GREY MUTTER lance fredericks At least you’re not a Melvyn
MELVYN was built funny and was not known for his athleticism; and, as a result, he was always at the receiving end of ridicule.
Melvyn had two left feet, gangly legs and five thumbs on each hand; he also had an oversized head and a neck that seemed too thin to support that massive coconut.
Yes, Melvyn was a real klutz. Now, for the record, Melvyn is not an actual person from my history, but he is a composite of all the nonathletic types who find themselves on playgrounds every day, missing kicks, dropping balls lobbed at them and falling down while running in a straight line on a level surface … Melvyns can be really funny to observe.
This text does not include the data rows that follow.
PR #330, opened 2016-04-02
Updated the PO Translation files.

neoatomic:
I noted that many of the PO files where not up-to-date and didn't contain the latest entry's from the POT file. So i ran them all trough Poedit.

* Added the latest entry's from the POT file.
* Validated all files with Poedit, so they should be error free.
* Poedit made the PO's a little more uniform.
* Changed the Project IDs to `OpenATV`.
* The `ku` Kurdish file was set to `en` (English) fixed that also.

There are a few PO Language files that don't have the recommended `Plural-Forms` setting according to Poedit.
i'm not sure why that is, so i didn't touch/change them. But those are `AR/CS/FR/HR/LV/RO/SL/TH/TR/`

As this is a large PR, please test/review independently.


madieatv:
This branch has conflicts that must be resolved

PR #352, opened 2016-05-12
Fix epgcache.h

pizzelnet:


atvcaptain:
looks 100% identical ?

Schimmelreiter:
The bash'ish line break is gone ...

PR #2395, opened 2022-06-27
[ImageWizard]

jbleyel:
* refactor and cleanups


IanSav (changes requested):
Improvements and changes have been provided via the Skype channel.

IanSav (changes requested):
I would still like to see the hardware conditional to be abstracted from dat in SystemInformation.py.  This would probably be via a BoxInfor variable as I suggested.

PR #2401, opened 2022-06-29
[MultiBoot.py] Use Conversions.py date formatting

IanSav:
This change uses the "formatDate()" date formatting method from "Tools/Conversions.py" to format the slot date.

NOTE: This code needs the import to be local to its method to avoid creating a boot loop.  This is a cosmetic change and does not fix any issues or change any functionality.  The change is totally optional.  If this import location requirement is seen to be undesirable then this pull request should not be merged.


IanSav:
The date formatting improvement has not been deemed significant enough to use.

PR #2406, opened 2022-07-01
use driversdate from enigma.info

jbleyel:
[Information]
* use driversdate from enigma.info
* use formatDate for imagebuild

### DIFF
--- a/lib/python/Screens/Information.py
+++ b/lib/python/Screens/Information.py
@@ -749,7 +749,7 @@ class DistributionInformation(InformationBase):
 		if self.extraSpacing:
 			info.append("")
 		info.append(formatLine("P1", _("Distribution"), BoxInfo.getItem("displaydistro")))
-		info.append(formatLine("P1", _("Distribution build"), BoxInfo.getItem("imagebuild")))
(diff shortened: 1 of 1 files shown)


lib/python/Screens/Information.py
```diff
@@ -1411,7 +1411,7 @@ def findPackageRevision(package, packageList):
 		info.append(formatLine("S", _("Driver and kernel information")))
 		if self.extraSpacing:
 			info.append("")
-		info.append(formatLine("P1", _("Drivers version"), formatDate(about.getDriverInstalledDate())))
+		info.append(formatLine("P1", _("Drivers version"), formatDate(BoxInfo.getItem("driversdate"))))
```
IanSav, line 1414: Does this mean that "about.getDriverInstalledDate()" can also now be deleted?

IanSav (approved):
It would be good if even more of the "About.py" module can be deleted and/or moved to SystemInfor.py.

lib/python/Screens/Information.py
BliNeR-KeY: driversdate on enigma-kernel module fixed by @atvcaptain 20 days ago. working as well
https://github.com/oe-alliance/oe-alliance-core/commit/f5e9e7b5bb0e0ad5466fcb347dd20a97548154e2

PR #2408, opened 2022-07-01
[Menu]

jbleyel:
* allow to enable/disable menu description


IanSav:
This can, and does, create issues for some skins.  On MetrixHD this is just some text overlayed on existing screen elements so making the text go away has no significance.  This may not be the case for all skins.  For example, on OverlayHD the menu list is shortened to make space for the description.  When the description is turned off the screen looks broken.

IanSav:
This can, and does, create issues for some skins. On MetrixHD this is just some text overlayed on existing screen elements so making the text go away has no significance. This may not be the case for all skins. For example, on OverlayHD the menu list is shortened to make space for the description. When the description is turned off the screen looks broken.

PR #2416, opened 2022-07-03
Picture player

jbleyel:


IanSav (approved):
This is not how I would have done this.  This is just a matter of style.

This code is in need of a refactor and clean up.  This change would probably be changed when we eventually get to refactoring this code.

PR #2431, opened 2022-07-13
[Scrollabel] revert rename setPos to setPosition

jbleyel:


IanSav (approved):
Good pickup on the conflict with GUIComponent.py.

PR #2433, opened 2022-07-17
[InfoBar] Fix #2414 alphabetic sort of extension menu

### LINKED ISSUE #2414: Sort Extensions not working
https://github.com/openatv/enigma2/blob/7.0/lib/python/Screens/InfoBarGenerics.py#L3161

https://github.com/openatv/enigma2/blob/7.0/lib/python/Screens/InfoBarGenerics.py#L3212

4l3x2k:


4l3x2k:
PR is closed because when too many extensions are installed that do not fit on number keys they are not sorted.

It is even not clear where the sort should happen (see code in #2414).

PR #2434, opened 2022-07-17
[eListbox]

jbleyel:
* add additional moveXX to ListboxActions enum
* reorder ListboxActions
* add goXX functions for movement
* moveToEnd -> Deprecated

### DIFF
--- a/lib/gui/elistbox.cpp
+++ b/lib/gui/elistbox.cpp
@@ -125,8 +125,10 @@ bool eListbox::atEnd()
 	return false;
 }
 
+// Deprecated
 void eListbox::moveToEnd()
 {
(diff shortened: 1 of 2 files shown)


IanSav (approved):
Can you please consider keeping the "goFirst" and "goLast" in the code but commented out to show the reservation of these names for future use when there are official horizontal lists, etc.

The order I have been using is:
goTop()
goPageUp()
goLineUp()
goFirst()
goLeft()
goRight()
goLast()
goLineDown()
goPageDown()
goBottom()

This list order matches how I define all the ActionMaps in the code.  I see this as a logical arrangement when visualising the navigational options.  (Top of the list, page up, line up, first item on the line, previous item on the line, next item on the line, last item on the line, down a line, down a page and finally the bottom of the list.

PR #2442, opened 2022-07-22
Update hints texts from ConfigListScreen

Huevos:
See: https://github.com/OpenViX/enigma2/commit/05b20f3efdcbf371d8dfeaa009ba8acf30f5bf37

This avoids adding pointless code in plugins such as here: https://github.com/oe-alliance/oe-alliance-core/commit/ed1a053bcacb9e17218f3b4cbbed2680ff0d5f5c

Code such as that is not needed in the plugin.

def selectionChanged(self):
    if self["config"]:


Huevos:
Closed and resent here: https://github.com/openatv/enigma2/pull/2443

The awesome thing about a Melvyn though is that you could always compare yourself to him. “Guys, I know that I suck at cricket, but let me play … at least I’m not as bad as Melvyn!”
However, such clumsy sorts are sometimes hard to find and people need to laugh at klutzes; therefore there is a new trend – prank videos. With the right prank anyone and everyone can be turned into a Melvyn for our viewing pleasure. There are hundreds, if not thousands of videos online of people doing terribly cruel things to others, all in the name of a “good prank”.
And the masses laugh along, thereby encouraging the cruelty.
One particularly disturbing prank video has a “beekeeper” seemingly dropping his hives in an elevator and then while a soundtrack of angry bees plays, the beekeeper pricks the terrified victims – who have covered their eyes in fear – with a needle. That’s not funny – that’s diabolical!
Apparently South African sports fans didn’t need prank videos to make them laugh this past weekend, because the Boks and Bafana provided all the Melvyns that fans could handle. The young men and coaches upon whom so much hope and good energy rested on Friday were disgraced “Melvyns” by Sunday. It’s good when we have a Melvyn to point a finger at … it somehow makes us feel superior.
“At least we haven’t failed like they have,” we say, patting ourselves on the back. After all, it always feels so good to highlight others’ failings, seeing as we have no failings of our own.
When a government is criticised for neglecting the citizens under its care, it deflects attention to the Melvyns in the previous oppressive regime. When someone is found to have had fingers in the cookie jar, the response is: “But those Melvyns stole much more than I did!”
When we are negligent on the roads and drive carelessly, we are quick to remind our critics that at least we are not taxi-driving Melvyns.
The value of a Melvyn cannot be overestimated.
We even have it in families … I remember being found out for doing something naughty, and I was quick to point to my Melvyn brother and sister and what THEY did. It’s an amazingly effective ploy, trust me.
There are even, I have heard through the grapevine, cases of spouses making Melvyns out of each other. A young wife will go to her girlfriends to “skinner” about her Melvyn-hubby, and the hubby will be at the club “discussing” his Melvynwife’s odd quirks. Which may not be the healthiest thing to do.
In the late 19th century Ellen White penned these sobering words: “The heart of his wife should be the grave for the faults of the husband, and the heart of the husband the grave for his wife’s faults. Never should either party indulge in a joke at the expense of the other’s feelings.
“Never should either the husband or wife in sport or in any other manner complain of each other to others, for frequently indulging in this foolish and what may seem perfectly harmless joking will end in trial with each other and perhaps estrangement.”
Maybe we should embrace the possibility that we’re all just Melvyns trying to play the game of life to the best of our ability.